社会や企業の理念の中での『個人の“will”』を重要視するポーラは、実は入社試験の段階から企業理念を伝え、応募者の“will”を見ているという。

「役員面接までの間に4回面接があり、1人40分時間をとります。そこで企業理念を一緒に語り合いながら、『うちはこういう目的のために美容の仕事をしている』と伝えます。最終面接は3分間のプレゼンで、例えばもうすぐ100周年なので『100周年までに実現したいこと』などを語ってもらい、ディスカッションします。すでに入社試験の間に(企業理念が)刷り込まれているんですね。そして、本気でうちの会社に来たい方は勉強して来てくださる。『学生時代に何をやっていたか』より、『未来で何をしたいか』が重要なので、個の“will”が面白そうなら採用だし、表面的ならごめんなさい。『“will”を持っているか』を見ています」

また、ジョブローテーションやチームビルディングにも力を入れ、ワーキンググループなども自発的に生まれているという。有志で勉強会を行うワーキンググループにはお弁当代を支給し、ランチしながらスタッフ同士が学び合える場を作っている。さらに、一度退職や転職した社員が復職しやすい環境も作っているという。

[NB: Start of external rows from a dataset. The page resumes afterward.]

PR #421, opened 2024-01-19
Change thread pool to a ScalingExecutorBuilder

### LINKED ISSUE #420: [FEATURE] Make thread pool size a configurable conatant

The thread pool size is hard coded and may not scale well to large loads.  Users should have the ability to increase the thread pool size.

See #265 for possible impacts of a too-low limit.

Change the `FixedExecutorBuilder` to a `ResizableExecutorBuilder` which permits users to update the `size` and `queue_size`.  Add appropriate values to draft documentation.

See usage here:

https://github.com/opensearch-project/OpenSearch/blob/904c9a99987c5bb2b2db02a9e2c911af51f23616/server/src/main/java/org/opensearch/threadpool/ThreadPool.java#L244

dbwiddis:
### Description

Changes Flow Framework thread pool to use a ScalingExecutorBuilder
 - the `FixedExecutorBuilder` establishes a maximum queue size which is arbitrary and not scalable
 - the `ResizableExecutorBuilder` allowing users to manually change this isn't used much
 - the `ScalingExecutorBuilder` is widely used across OpenSearch and plugins and is clearly the preferred option here unless we know better. (Which we don't.)

Matches ["generic" thread pool type](https://github.com/opensearch-project/OpenSearch/blob/e265355e8cf8399443b84104032af075953f1245/server/src/main/java/org/opensearch/threadpool/ThreadPool.java#L238), with different number of processors since it's more narrowly focused.

Uses [similar threadpool to AD](https://github.com/opensearch-project/anomaly-detection/blob/7c0ce4cb554a05230ecf5365b903219f357997bf/src/main/java/org/opensearch/timeseries/TimeSeriesAnalyticsPlugin.java#L845-L853) except with shorter keepalive to correspond to [most OpenSearch thread pool times](https://github.com/opensearch-project/OpenSearch/blob/e265355e8cf8399443b84104032af075953f1245/server/src/main/java/org/opensearch/threadpool/ThreadPool.java#L251-L254), and uses full number of allocated processors (smaller # than generic).

Allows user to change # of processors per node via settings.

### Issues Resolved

Fixes #420 

### DIFF
--- a/src/main/java/org/opensearch/flowframework/FlowFrameworkPlugin.java
+++ b/src/main/java/org/opensearch/flowframework/FlowFrameworkPlugin.java
@@ -18,6 +18,7 @@ import org.opensearch.common.settings.IndexScopedSettings;
 import org.opensearch.common.settings.Setting;
 import org.opensearch.common.settings.Settings;
 import org.opensearch.common.settings.SettingsFilter;
+import org.opensearch.common.unit.TimeValue;
 import org.opensearch.common.util.concurrent.OpenSearchExecutors;
 import org.opensearch.core.action.ActionResponse;
 import org.opensearch.core.common.io.stream.NamedWriteableRegistry;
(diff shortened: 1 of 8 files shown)


joshpalis (approved):

amitgalitz (approved):

amitgalitz:
btw just for reference I think we used fixed as that was used by ml-commons here: https://github.com/opensearch-project/ml-commons/blob/41fac826c8fd1182f83c1f3f6b301bf17022eb2f/plugin/src/main/java/org/opensearch/ml/plugin/MachineLearningPlugin.java#L784

jackiehanyang (approved):

PR #432, opened 2024-01-21
Re-enabled multi-node integration tests and Fix integration test set up

joshpalis:
### Description
This PR re-enables multi-node integration tests for JDK 21.0.1 and aims to resolve flaky integration tests.

### Issues Resolved
Part of https://github.com/opensearch-project/flow-framework/issues/409

### DIFF
--- a/src/test/java/org/opensearch/flowframework/FlowFrameworkRestTestCase.java
+++ b/src/test/java/org/opensearch/flowframework/FlowFrameworkRestTestCase.java
@@ -273,6 +273,7 @@ public abstract class FlowFrameworkRestTestCase extends OpenSearchRestTestCase {
                 // Do not reset ML/Flow Framework encryption index as this is needed to encrypt connector credentials
                 if (indexName != null
                     && !".opendistro_security".equals(indexName)
+                    && !".plugins-ml-model-group".equals(indexName)
                     && !".plugins-ml-config".equals(indexName)
                     && !".plugins-flow-framework-config".equals(indexName)) {
                     adminClient().performRequest(new Request("DELETE", "/" + indexName));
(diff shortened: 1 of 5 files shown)


joshpalis:
Security tests are failing due to the misconfiguration of the admin client when attempting to wipe all indices after each test run. The admin client incorrectly does not have the permissions to delete system indices. Will handle after non-security integration / multi-node tests pass consistently

src/test/java/org/opensearch/flowframework/FlowFrameworkRestTestCase.java
```diff
@@ -187,7 +203,7 @@ protected static void deleteIndexWithAdminClient(String name) throws IOException
 
     // Utility fn for checking if an index exists. Should only be used when not allowed in a regular context
     // (e.g., checking existence of system indices)
-    protected static boolean indexExistsWithAdminClient(String indexName) throws IOException {
+    public static boolean indexExistsWithAdminClient(String indexName) throws IOException {
```
dbwiddis, line 206: For my own education why do we need to use `adminClient()` here (and elsewhere) instead of `client()`?  

This method looks exactly like the superclass `indexExists()` method except using the `adminClient`.   The javadoc for the inherited `adminClient()` says it should only be used for cleanup (in the superclass it's only used with DELETE calls).   Is it because we're manipulating system indices?

dbwiddis (approved):
LGTM!

src/test/java/org/opensearch/flowframework/FlowFrameworkRestTestCase.java
joshpalis: Yes, since this class supports both security enabled and disabled integration tests, in both cases, the admin client will always have permissions to search/delete system indices. As for why we're manipulating system indices, due to the node connectivity/drop issues we were seeing in the failed CI runs, I suspected the issue was lack of storage, so I thought deleting all created/populated indices after each test would mitigate this issue. 

On the same note, the reason why we exclude the ML config index from this clean up is because of the cron job that initializes the index and encryption key. If we delete it every single time, then each test in which we create a connector would need to wait for the next interval of the cron job to run in order to pass.

owaiskazi19 (approved):
LGTM

owaiskazi19:
@joshpalis this PR would need a manual backport.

「『自分の成長したい姿、その後で表現したいこと』が違う中で、会社の中で実現できることもいっぱいあるはずなのに、『もうこの会社では自分のやりたいことができない』と思わせてしまう経営課題があります。でも、『やっぱりポーラで実現したいことがある』と思った時に戻れるように、『辞めてしまってもまた戻ってこれる環境』を作っています。一回外に出たけれど、『社風が好き、ポーラでやりたい』と思ってまた戻ってきた社員はパフォーマンスが高い。『いつでも戻っておいで』と送り出し、帰ってくると、『おかえり! よく帰ってきたね、ありがとう帰って来てくれて』と迎える。会社からすると留学に出している感じですね。そして、戻ってこなくても、『他の会社で当社を理解してくれている元社員がいる』というのは励みです」

このポーラの取り組みについて、自身も一度帝国ホテルを離れ、フランスに渡った経験がある杉本料理長は、「(ポーラを退職して)在籍していなかった時間は評価に値しますか」と質問。及川氏は、「そこはシビアに面接します」と語る。

「『次に行った会社が嫌だから戻って来る』というのは(受け入れ)ない。アウトプットを出してもらって、そこ(退職後に何をしてきたか)は見ます。人事部は、『なぜ戻ってきたのか』をインタビューしています」

杉本料理長は、「こういう取り組みであれば、今職場にいる人も『帰ってくる人がいるんだ』と感じるし、外に出た人も『恵まれていたんだ』と気づく。すぐにでも実践できそうです」と感心。及川氏が語るポーラの人材育成や組織作りに、「(帝国ホテルで)今やっている取り組みを『そのまま進めばいいんだ』というポイントを確認できたのと、『もう一歩先にいける』と明確になりました」とフォーラムを締めくくった。